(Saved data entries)
Issue #6418, opened 2024-01-10
Log the notification payload properly instead of [object Object]


naftis:
https://github.com/opencrvs/opencrvs-core/blob/366bd0577f39e376bbdc0c5dad813d0d54aa1e61/packages/notification/src/features/sms/service.ts#L34
Here the actual log is ```{"level":30,"time":1704874899079,"pid":28,"hostname":"1baf6d22804e","msg":"Sending the following message: \"[object Object]\" to [object Object]"}``` which should be more informative or the Object log should be removed.

naftis:
@euanmillar Yep. The actual log here could print the template name but recipient should be hidden.

euanmillar:
@naftis @rikukissa  It seems incredibly minor then.  Can we just remove this log?  I dont know what purpose it serves if we are hiding the payload.

rikukissa:
There needs to be some indication that an email was sent in the logs. Let's print the template name and for instance a `rik*********.org` so that an implementer can see and verify the alerts email is configured properly

Zangetsu101:
Completed in #7204

PR #7204, opened 2024-06-20
feat: log and mask the notification details

naftis:
#6418

Improves the logging when core sends a notification to country config. Implements masking functions to hide emails.

#### Masking

image
image

#### Logging
Email: `mother@mother.com`

image


Zangetsu101:
We have a maskEmail function here in login: https://github.com/opencrvs/opencrvs-core/blob/develop/packages/login/src/utils/authUtils.ts#L44-L54

rikukissa (approved):

rikukissa:
> @Zangetsu101 I might leave it as is to separate the PII filtering logging methods and the UI hiding of the email.
> 
> Why is the user-faced email hidden anyway in login if it comes from the user's input just previously 🤔

Isn't it because as part of login user supplies their username but not their email. In case it's someone trying to login with stolen credentials, they might not know which email address receives the 2FA

naftis:
> > @Zangetsu101 I might leave it as is to separate the PII filtering logging methods and the UI hiding of the email.
> > Why is the user-faced email hidden anyway in login if it comes from the user's input just previously 🤔
> 
> Isn't it because as part of login user supplies their username but not their email. In case it's someone trying to login with stolen credentials, they might not know which email address receives the 2FA

It's being done client-side though so it's not secure if this is the case

Zangetsu101:
Yes ideally the response from server should have been masked instead of doing it client-side

naftis:
> Yes ideally the response from server should have been masked instead of doing it client-side

Let's make an ticket out of it. It's not a critical security issue but not something that should happen

rikukissa:
Ok, I'll make a ticket of this. Besides that, I think this ticket if fine

rikukissa:
https://github.com/opencrvs/opencrvs-core/issues/7238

◆ ASSIGNED TASK ◆
Please give the number of lines above that include the string "this", with nothing added.

◆ THE COMPLETED TASK ◆
3